Gay Man Alleges Discrimination at Glendale Memorial Hospital

By Karen Ocamb

Last Nov. 1, two days after his mother died, Edward Mitchell was denied the right to visit his domestic partner in the emergency room and was subsequently arrested for trespassing. The charges were dropped Jan. 17, but Mitchell is filing a civil lawsuit charging Glendale Memorial Hospital and the Glendale Police Department with anti-gay discrimination.

Self-described "home-bodies," Mitchell, a 41-year-old school teacher at Rosewood Avenue Elementary School, and his partner Jose Avendano, 38, needed a break from grief over Mitchell's mother's death and the three-year process of building their Silver Lake house. They went to MJs, where Avendano had once worked when the bar was named Woody's. An unexpected altercation resulted in an injury to Avendano's back and shoulder and he was taken to Glendale Memorial Hospital, Mitchell and his attorney Sunitha Anjilvel told IN during a Feb. 2 phone interview.

Avendano told emergency room personnel that Mitchell would be coming immediately. Indeed, when Mitchell arrived, the receptionist knew who he was, Mitchell said. Then, without explanation, the receptionist told Mitchell he'd have to wait 30 minutes, though he had never been denied access when his parents were in the hospital.

"I had just seen my partner assaulted before my eyes -- he's the only family I have left in the world," Mitchell said, "but they said, 'You're just going to have to wait.' I said he's my domestic partner. I have a legal right to see him."

The receptionist told Mitchell he would have to go home and get documentation of his domestic partnership before he would be allowed to see Avendano. Mitchell asked to see the supervisor or someone in authority. He was told they were unavailable.

Meanwhile, nurses were asking Avendano for his insurance card and Social Security number. Avendano explained that Mitchell had the insurance information and he was in the reception area. Avendano is on Mitchell's Blue Cross domestic partnership plan through the Los Angeles Unified School District, Mitchell told IN.

As Mitchell stood in the waiting room, two security guards twice told him to move further from the reception window. Soon, two Glendale police officers arrived and, in the middle of his explanation, Mitchell was told to go outside. "I have a right to see my partner," Mitchell said. "If it was your wife or your girlfriend or significant other that had been assaulted in front of your very eyes, you would want to see them too."

Suddenly, one of the officers yanked his arm back and shoved him out the door. When Mitchell asked what he had done, the officer said he was "causing trouble" and was being arrested for trespassing. Apparently some confusion ensued where the officers allowed the security guard to belatedly tell Mitchell to leave or he would be arrested for trespassing.

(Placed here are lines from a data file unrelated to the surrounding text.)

PR #5374, opened 2025-09-22
Fix building and running unit tests

mmicko:
This makes build on clean environment with  `ENABLE_LIBYOSYS=1 make unit-test -j9` working and running all the tests

### DIFF
--- a/.github/workflows/prepare-docs.yml
+++ b/.github/workflows/prepare-docs.yml
@@ -48,7 +48,7 @@ jobs:
           echo "ENABLE_VERIFIC_YOSYSHQ_EXTENSIONS := 1" >> Makefile.conf
           echo "ENABLE_CCACHE := 1" >> Makefile.conf
           echo "ENABLE_HELP_SOURCE := 1" >> Makefile.conf
-          make -j$procs ENABLE_LTO=1
+          make -j$procs
 
       - name: Prepare docs
         shell: bash
--- a/.github/workflows/test-build.yml
+++ b/.github/workflows/test-build.yml
@@ -67,7 +67,7 @@ jobs:
           mkdir build
           cd build
           make -f ../Makefile config-$CC
-          make -f ../Makefile -j$procs ENABLE_LTO=1
+          make -f ../Makefile -j$procs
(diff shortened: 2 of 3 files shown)


tests/unit/kernel/rtlilTest.cc
```diff
@@ -385,7 +385,7 @@ namespace RTLIL {
 
 	TEST_P(WireRtlVsHdlIndexConversionTest, WireRtlVsHdlIndexConversion) {
 		std::unique_ptr<Module> mod = std::make_unique<Module>();
-		Wire *wire = mod->addWire(ID(test), 10);
+		Wire *wire = mod->addWire(NEW_ID, 10);
```
jix: This change hides an actual bug in the unit testing setup. We need to ensure that `IdString::ensure_prepopulated()` is called before running any test. There seems to be support for global set up and tear down that we could use: https://google.github.io/googletest/advanced.html#global-set-up-and-tear-down

KrystalDelusion:
[Clang sanitizers job was failing](https://github.com/YosysHQ/yosys/actions/runs/17926378024) due to `ENABLE_LTO=1` in the initial make, which was not included when trying to build `libyosys.so` and causing it to fail.  I pushed a fix and [it's re-running now](https://github.com/YosysHQ/yosys/actions/runs/17936184435/job/51002701098).

Also, is there a reason the unit tests only run in the sanitizer builds and not the regular ones?

jix:
@KrystalDelusion  During the Dev JF I pointed out that I consider it important to make sure that we run the unit tests with sanitizers. We didn't discuss whether we should also run them without, but I think it's actually fine to only run them with sanitizers as we're not shipping unit tests to end users so there isn't really the argument that we should also test a configuration that would end up in the release. There is an argument that we would get faster CI failures if we run the unit tests also without sanitizers, but I'm not sure how much impact it would have in practice.

mmicko:
It was not working at all on macOS due scripting in Makefile, so updated it, and running it again at https://github.com/YosysHQ/yosys/actions/runs/17939842441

At the police station the ill treatment subsided momentarily, Mitchell said, when one officer spotted his ACLU card while going through his wallet. However, after he called his attorney, Mitchell said he went to the restroom where he was locked up for the rest of the night.

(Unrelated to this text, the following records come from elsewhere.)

PR #5380, opened 2025-09-23
CONTRIBUTING: add link to dev jf doc, replace slack with Discourse

widlarizer:
A view-only link to the dev jf doc is added instead of telling people to go through the abandoned public slack. I also added Discourse. Do we prefer Discourse over GH Discussions? If so, I'll also reorder those two

### DIFF
--- a/CONTRIBUTING.md
+++ b/CONTRIBUTING.md
@@ -60,8 +60,8 @@ merge; please do not use these labels if you are not a maintainer.
 
 # Asking questions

Anjilvel told IN she called the police station every five minutes for several hours and was repeatedly put off as Avendando and Anjilvel's husband waited to post the $300 bail. "They were messing with us," she said.

After Mitchell was released, he still faced the misdemeanor trespassing charge. In yet another twist, on Dec. 27, Glendale City Attorney Scott Howard filed a motion to exclude any reference to Mitchell and Avendando's sexual orientation, domestic partnership, or allegations of anti-gay discrimination as "irrelevant," "prejudicial," and "likely to mislead the jury." In her reply, Anjilvel called the city attorney's motion "disingenuous" since the Glendale Municipal Code trespass laws are subject to California's Unruh Civil Rights Act, which "prohibits discriminatory or unequal denial of access, services and treatment in establishments such as hospitals."

Anjilvel said the city attorney dropped the charges for insufficient evidence but candidly told her it was because the hospital would not return his calls. Mitchell's civil lawsuit, Anjilvel told IN, would be filed later this month against Glendale Memorial Hospital, its corporate parent, Catholic Healthcare West, and the Glendale Police Department. She anticipates subpoenaing videotape from the police restroom and the hospital reception area to verify Mitchell's claims.

Bob Quarfoot, the openly gay senior vice president of development for Glendale Memorial Hospital, stressed that Glendale Memorial Hospital is a "gay friendly organization," as evidenced by its LGBT mental health programs and affiliation with the gay alcohol and drug program, Alternatives. But, Quarfoot told IN, "for patient privacy and confidentiality reasons, we cannot comment specifically on this complaint."